**PROBLEM REQUIREMENTS**
Your answer is the lines below, exactly, from the one that contains "Promoted in Kokkos 3.7" through the one that contains "example/core_tutorial/05_slice/slice_example.cpp", both included.

== == ==

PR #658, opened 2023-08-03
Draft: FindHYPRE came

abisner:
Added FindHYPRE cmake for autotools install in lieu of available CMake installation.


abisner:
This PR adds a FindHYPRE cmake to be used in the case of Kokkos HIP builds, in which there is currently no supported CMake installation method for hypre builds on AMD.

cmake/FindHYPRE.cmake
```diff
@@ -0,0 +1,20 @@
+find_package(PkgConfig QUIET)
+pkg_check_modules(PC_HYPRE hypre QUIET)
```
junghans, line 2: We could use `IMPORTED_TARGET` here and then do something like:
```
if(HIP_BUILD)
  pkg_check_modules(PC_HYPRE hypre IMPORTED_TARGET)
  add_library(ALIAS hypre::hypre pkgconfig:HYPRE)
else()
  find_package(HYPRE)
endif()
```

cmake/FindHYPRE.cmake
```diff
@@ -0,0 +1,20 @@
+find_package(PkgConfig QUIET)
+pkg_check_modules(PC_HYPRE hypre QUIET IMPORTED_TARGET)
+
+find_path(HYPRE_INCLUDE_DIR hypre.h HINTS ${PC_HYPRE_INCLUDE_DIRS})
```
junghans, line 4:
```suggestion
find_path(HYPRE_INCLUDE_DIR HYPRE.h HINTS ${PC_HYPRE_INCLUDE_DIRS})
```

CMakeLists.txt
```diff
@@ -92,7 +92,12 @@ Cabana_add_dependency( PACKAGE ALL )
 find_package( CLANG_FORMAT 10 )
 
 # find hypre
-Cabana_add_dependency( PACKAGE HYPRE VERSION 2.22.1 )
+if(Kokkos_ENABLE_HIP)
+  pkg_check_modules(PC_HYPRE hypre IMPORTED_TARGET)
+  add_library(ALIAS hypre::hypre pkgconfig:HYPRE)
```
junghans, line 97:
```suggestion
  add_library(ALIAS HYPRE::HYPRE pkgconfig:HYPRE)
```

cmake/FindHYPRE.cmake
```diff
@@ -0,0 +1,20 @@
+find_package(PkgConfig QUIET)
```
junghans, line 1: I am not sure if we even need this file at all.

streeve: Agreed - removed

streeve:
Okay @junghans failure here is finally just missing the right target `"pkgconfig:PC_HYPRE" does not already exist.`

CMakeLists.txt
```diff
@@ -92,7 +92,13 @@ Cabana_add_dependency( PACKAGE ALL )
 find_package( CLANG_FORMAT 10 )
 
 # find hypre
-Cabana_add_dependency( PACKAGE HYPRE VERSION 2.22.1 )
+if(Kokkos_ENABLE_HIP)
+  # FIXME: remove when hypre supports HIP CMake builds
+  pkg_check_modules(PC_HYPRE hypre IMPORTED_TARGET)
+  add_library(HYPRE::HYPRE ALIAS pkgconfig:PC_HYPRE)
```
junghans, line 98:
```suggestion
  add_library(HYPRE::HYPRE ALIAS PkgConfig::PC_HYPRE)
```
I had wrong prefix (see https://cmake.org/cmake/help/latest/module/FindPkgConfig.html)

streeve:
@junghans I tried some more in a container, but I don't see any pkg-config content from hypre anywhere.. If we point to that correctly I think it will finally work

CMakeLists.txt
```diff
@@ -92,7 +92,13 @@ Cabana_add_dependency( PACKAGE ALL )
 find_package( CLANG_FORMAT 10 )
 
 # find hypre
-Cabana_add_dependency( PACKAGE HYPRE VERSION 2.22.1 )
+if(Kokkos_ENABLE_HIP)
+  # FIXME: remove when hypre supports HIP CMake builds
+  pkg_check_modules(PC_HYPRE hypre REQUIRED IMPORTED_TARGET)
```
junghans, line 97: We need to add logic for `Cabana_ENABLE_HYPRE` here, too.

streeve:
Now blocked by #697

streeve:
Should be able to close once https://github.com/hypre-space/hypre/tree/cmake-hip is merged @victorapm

== == ==

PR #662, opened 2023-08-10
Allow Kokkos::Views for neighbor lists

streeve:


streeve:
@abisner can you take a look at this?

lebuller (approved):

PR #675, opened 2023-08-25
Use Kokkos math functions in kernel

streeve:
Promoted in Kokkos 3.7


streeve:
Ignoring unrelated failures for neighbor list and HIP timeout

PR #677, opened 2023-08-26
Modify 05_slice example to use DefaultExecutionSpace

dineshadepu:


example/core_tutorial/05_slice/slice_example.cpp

== == ==

**TASK RESPONSE**
Promoted in Kokkos 3.7


streeve:
Ignoring unrelated failures for neighbor list and HIP timeout

PR #677, opened 2023-08-26
Modify 05_slice example to use DefaultExecutionSpace

dineshadepu:


example/core_tutorial/05_slice/slice_example.cpp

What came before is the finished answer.